→ Aim of the task
Within this listing, how many lines include the word "storage"? Only the number should be given.

Content starts

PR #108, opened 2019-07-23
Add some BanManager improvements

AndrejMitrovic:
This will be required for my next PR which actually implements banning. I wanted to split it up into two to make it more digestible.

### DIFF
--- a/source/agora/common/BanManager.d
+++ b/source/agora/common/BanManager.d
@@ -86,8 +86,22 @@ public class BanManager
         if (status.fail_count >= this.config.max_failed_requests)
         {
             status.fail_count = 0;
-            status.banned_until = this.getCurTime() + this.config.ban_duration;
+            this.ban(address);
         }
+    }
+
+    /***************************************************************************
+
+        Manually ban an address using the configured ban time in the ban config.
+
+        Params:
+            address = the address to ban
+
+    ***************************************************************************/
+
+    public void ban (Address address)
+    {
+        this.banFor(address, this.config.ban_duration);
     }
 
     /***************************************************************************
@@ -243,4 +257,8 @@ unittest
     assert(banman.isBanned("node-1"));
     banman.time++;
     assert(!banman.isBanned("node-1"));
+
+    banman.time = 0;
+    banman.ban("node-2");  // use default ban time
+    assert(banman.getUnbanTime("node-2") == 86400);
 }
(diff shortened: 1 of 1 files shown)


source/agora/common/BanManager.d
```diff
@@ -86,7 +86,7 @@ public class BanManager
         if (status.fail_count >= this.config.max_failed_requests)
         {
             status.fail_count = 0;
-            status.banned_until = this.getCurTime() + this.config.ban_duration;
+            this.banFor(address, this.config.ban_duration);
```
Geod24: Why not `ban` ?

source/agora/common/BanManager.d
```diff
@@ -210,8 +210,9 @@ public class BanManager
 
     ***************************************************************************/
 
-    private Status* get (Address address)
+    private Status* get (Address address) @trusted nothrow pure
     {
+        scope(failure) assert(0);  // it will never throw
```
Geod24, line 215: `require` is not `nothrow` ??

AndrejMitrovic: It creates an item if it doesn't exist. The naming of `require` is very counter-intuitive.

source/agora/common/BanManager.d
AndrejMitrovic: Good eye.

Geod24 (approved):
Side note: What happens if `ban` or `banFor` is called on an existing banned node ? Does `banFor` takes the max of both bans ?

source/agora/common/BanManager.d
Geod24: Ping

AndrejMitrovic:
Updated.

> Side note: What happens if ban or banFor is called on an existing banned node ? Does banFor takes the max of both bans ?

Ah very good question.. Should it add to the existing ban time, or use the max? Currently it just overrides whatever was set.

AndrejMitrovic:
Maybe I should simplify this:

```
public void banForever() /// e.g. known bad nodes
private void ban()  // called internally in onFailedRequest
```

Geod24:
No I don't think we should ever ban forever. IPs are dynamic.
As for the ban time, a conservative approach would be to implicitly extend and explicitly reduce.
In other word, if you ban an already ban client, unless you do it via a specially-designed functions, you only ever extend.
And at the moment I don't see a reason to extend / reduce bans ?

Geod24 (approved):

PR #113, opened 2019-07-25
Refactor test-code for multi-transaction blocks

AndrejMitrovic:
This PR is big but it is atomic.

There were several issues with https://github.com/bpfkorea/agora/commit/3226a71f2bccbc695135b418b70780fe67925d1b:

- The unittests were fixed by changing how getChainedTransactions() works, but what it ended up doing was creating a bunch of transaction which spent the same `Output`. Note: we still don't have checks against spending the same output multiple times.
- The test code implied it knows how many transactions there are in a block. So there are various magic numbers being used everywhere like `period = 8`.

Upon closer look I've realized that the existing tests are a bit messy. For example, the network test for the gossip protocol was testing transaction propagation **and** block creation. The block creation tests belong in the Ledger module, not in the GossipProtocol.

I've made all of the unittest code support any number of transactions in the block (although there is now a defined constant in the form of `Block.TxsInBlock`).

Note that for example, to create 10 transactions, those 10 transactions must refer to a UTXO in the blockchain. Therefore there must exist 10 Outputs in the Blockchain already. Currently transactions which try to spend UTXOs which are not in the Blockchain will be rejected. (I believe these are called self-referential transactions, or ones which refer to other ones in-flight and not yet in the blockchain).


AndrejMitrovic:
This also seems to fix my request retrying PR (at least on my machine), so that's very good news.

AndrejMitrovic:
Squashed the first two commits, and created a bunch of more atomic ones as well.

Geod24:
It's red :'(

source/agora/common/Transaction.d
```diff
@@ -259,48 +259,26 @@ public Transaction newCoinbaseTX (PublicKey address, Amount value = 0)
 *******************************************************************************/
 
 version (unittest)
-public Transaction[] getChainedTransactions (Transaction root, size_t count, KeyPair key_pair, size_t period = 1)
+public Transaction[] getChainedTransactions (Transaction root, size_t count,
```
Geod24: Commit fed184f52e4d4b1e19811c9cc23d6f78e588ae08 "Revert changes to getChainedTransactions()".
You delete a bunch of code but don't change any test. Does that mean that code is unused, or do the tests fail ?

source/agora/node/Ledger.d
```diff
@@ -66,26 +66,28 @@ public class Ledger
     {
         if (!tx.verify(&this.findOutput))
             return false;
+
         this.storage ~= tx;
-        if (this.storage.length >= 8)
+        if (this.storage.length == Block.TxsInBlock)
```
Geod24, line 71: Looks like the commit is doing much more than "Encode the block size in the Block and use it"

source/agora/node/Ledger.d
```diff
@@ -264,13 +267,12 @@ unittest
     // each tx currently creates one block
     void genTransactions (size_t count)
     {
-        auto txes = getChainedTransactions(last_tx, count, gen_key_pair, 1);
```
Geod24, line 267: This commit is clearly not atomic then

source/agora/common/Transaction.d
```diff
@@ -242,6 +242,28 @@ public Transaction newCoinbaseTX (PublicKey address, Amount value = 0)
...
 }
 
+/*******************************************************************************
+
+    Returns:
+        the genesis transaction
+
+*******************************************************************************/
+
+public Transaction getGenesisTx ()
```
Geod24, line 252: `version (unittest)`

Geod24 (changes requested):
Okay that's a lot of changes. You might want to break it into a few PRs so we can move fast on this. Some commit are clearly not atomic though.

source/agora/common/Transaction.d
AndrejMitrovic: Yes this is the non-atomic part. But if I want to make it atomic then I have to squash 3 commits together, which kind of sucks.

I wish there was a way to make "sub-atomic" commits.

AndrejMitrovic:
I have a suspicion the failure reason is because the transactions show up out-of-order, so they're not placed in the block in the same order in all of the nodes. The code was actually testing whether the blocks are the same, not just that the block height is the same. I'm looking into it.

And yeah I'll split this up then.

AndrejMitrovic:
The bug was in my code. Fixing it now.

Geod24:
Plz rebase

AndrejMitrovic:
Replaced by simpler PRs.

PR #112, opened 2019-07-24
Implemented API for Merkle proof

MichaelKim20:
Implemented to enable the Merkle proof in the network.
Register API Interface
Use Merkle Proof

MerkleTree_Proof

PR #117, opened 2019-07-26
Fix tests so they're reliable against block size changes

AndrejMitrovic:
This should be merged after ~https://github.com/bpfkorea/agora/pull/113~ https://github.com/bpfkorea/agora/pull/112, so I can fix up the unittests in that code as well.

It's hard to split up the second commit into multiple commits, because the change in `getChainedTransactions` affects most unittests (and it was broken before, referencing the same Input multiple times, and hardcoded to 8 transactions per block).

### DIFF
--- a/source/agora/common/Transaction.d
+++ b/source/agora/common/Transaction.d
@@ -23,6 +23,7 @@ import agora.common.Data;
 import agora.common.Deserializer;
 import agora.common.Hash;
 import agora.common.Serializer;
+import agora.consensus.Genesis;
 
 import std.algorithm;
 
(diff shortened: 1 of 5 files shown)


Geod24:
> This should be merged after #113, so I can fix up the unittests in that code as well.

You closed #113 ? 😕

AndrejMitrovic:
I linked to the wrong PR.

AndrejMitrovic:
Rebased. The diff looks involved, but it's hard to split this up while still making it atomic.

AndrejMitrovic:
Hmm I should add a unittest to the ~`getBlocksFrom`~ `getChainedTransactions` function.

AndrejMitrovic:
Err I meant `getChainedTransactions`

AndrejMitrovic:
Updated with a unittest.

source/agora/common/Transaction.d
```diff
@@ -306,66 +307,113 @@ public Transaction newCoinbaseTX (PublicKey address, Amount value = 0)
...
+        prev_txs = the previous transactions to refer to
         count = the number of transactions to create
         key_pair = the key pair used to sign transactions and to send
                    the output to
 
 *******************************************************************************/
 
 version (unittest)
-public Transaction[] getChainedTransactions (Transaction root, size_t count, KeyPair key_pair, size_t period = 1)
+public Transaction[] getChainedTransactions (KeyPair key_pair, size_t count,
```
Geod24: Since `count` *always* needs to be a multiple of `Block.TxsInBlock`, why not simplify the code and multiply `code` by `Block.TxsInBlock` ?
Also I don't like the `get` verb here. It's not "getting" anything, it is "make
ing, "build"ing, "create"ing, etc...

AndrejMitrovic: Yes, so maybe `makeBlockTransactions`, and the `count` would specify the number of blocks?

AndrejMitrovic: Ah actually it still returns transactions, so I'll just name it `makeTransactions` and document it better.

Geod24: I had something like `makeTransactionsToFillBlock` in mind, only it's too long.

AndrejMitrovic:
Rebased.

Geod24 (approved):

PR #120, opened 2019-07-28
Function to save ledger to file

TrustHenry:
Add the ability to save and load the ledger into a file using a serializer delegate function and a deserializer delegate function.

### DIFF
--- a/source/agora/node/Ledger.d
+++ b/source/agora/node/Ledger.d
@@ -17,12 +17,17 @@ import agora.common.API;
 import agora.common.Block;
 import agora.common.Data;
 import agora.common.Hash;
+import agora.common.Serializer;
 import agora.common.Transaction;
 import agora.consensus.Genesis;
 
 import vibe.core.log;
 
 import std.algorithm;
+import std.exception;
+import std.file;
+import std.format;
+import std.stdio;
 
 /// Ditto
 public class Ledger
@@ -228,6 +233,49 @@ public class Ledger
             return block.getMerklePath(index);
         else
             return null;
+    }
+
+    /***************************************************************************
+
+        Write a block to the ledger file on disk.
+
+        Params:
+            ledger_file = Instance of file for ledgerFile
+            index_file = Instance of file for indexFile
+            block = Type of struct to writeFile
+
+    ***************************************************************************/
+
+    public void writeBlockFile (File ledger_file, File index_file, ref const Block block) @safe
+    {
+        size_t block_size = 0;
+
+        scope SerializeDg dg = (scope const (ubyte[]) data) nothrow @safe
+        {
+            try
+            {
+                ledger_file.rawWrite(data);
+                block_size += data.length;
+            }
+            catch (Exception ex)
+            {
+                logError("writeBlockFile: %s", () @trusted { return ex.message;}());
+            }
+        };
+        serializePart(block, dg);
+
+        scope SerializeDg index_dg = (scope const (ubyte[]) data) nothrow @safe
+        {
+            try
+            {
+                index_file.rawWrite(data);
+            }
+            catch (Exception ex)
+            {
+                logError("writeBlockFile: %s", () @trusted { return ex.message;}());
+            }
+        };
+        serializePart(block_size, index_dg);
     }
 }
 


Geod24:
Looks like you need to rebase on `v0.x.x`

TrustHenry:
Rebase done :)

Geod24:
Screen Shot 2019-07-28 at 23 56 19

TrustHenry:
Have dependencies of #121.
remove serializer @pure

Content ends

→ Answer below
3